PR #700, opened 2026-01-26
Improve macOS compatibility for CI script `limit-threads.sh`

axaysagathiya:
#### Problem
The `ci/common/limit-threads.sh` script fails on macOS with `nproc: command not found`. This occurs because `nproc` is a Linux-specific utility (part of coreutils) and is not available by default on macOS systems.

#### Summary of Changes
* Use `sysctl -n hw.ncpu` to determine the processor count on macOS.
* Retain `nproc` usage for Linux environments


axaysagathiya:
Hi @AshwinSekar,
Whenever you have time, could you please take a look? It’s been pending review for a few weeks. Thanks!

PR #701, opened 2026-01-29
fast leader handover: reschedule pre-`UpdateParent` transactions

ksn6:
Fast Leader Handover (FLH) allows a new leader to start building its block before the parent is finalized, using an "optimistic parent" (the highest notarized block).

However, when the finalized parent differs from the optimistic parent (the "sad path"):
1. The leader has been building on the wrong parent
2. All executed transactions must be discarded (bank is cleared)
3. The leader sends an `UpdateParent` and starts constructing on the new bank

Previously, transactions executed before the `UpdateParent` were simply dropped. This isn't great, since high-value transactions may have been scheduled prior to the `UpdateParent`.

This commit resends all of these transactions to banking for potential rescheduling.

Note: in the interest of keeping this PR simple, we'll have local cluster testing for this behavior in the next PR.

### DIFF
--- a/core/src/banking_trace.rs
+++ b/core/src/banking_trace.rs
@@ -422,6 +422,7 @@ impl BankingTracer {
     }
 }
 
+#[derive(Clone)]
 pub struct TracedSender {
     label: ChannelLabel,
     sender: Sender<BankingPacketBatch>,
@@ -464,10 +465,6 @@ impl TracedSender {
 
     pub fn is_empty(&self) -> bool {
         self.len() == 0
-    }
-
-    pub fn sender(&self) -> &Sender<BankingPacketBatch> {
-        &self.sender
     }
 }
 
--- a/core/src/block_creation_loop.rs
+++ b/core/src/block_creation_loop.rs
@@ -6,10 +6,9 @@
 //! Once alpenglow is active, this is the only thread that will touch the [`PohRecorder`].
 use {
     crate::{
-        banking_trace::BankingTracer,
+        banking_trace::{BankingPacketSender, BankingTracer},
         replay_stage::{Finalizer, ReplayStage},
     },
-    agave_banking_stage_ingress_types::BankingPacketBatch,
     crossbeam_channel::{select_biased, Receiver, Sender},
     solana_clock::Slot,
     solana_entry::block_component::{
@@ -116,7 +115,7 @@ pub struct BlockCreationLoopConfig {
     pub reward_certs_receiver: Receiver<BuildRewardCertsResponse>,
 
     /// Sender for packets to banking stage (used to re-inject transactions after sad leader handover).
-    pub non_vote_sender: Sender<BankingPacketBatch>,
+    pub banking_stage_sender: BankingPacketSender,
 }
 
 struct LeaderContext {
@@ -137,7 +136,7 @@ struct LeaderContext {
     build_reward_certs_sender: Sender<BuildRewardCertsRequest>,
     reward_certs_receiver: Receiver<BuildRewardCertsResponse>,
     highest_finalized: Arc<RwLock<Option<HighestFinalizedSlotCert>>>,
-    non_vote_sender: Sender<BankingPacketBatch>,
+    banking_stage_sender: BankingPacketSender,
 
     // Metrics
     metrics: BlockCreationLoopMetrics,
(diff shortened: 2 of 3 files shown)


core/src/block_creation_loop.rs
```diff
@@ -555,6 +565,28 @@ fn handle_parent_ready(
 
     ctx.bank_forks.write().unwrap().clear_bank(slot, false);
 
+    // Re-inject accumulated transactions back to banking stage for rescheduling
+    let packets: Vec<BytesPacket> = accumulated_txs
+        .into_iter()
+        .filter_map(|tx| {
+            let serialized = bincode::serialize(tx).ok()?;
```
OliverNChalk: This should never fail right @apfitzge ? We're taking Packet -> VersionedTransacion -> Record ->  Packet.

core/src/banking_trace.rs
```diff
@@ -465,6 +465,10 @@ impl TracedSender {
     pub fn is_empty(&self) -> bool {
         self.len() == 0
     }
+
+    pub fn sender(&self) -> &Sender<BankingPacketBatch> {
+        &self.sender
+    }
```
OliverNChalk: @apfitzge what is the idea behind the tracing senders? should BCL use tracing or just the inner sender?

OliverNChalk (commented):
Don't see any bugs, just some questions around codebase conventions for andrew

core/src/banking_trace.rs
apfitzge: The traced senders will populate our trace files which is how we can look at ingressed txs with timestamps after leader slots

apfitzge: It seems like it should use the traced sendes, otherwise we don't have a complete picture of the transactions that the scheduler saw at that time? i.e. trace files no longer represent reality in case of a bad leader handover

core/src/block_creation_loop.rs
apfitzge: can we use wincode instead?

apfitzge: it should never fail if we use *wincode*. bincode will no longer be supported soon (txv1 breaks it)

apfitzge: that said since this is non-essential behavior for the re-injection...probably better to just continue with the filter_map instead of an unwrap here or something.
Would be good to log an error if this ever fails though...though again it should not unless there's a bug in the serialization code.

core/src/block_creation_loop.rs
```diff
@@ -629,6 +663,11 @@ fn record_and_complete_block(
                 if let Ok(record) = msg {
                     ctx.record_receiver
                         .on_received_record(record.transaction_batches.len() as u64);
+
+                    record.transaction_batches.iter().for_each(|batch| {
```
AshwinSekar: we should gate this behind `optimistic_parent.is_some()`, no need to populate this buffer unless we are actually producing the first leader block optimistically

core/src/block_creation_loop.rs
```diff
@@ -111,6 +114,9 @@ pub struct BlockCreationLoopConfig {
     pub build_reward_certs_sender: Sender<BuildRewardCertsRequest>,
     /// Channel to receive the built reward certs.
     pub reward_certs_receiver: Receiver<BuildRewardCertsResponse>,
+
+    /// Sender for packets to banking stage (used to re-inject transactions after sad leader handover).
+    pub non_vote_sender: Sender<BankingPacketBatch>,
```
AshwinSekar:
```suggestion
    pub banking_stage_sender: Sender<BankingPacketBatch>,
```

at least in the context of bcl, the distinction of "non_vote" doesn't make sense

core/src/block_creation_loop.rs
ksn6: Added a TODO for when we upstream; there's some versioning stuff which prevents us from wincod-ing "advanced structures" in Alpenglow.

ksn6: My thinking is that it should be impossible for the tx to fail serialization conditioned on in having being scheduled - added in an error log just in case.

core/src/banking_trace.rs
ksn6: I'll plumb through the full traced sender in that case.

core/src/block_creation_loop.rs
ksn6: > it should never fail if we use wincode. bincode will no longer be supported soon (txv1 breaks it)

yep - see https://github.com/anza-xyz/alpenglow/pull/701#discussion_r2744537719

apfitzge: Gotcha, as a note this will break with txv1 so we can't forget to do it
::::::::::
» **Work task**
Include the first line, the line containing "This commit resends", and every line between them, copied exactly from the material above; output no other line.

» **Output of the task**
PR #700, opened 2026-01-26
Improve macOS compatibility for CI script `limit-threads.sh`

axaysagathiya:
#### Problem
The `ci/common/limit-threads.sh` script fails on macOS with `nproc: command not found`. This occurs because `nproc` is a Linux-specific utility (part of coreutils) and is not available by default on macOS systems.

#### Summary of Changes
* Use `sysctl -n hw.ncpu` to determine the processor count on macOS.
* Retain `nproc` usage for Linux environments


axaysagathiya:
Hi @AshwinSekar,
Whenever you have time, could you please take a look? It’s been pending review for a few weeks. Thanks!

PR #701, opened 2026-01-29
fast leader handover: reschedule pre-`UpdateParent` transactions

ksn6:
Fast Leader Handover (FLH) allows a new leader to start building its block before the parent is finalized, using an "optimistic parent" (the highest notarized block).

However, when the finalized parent differs from the optimistic parent (the "sad path"):
1. The leader has been building on the wrong parent
2. All executed transactions must be discarded (bank is cleared)
3. The leader sends an `UpdateParent` and starts constructing on the new bank

Previously, transactions executed before the `UpdateParent` were simply dropped. This isn't great, since high-value transactions may have been scheduled prior to the `UpdateParent`.

This commit resends all of these transactions to banking for potential rescheduling.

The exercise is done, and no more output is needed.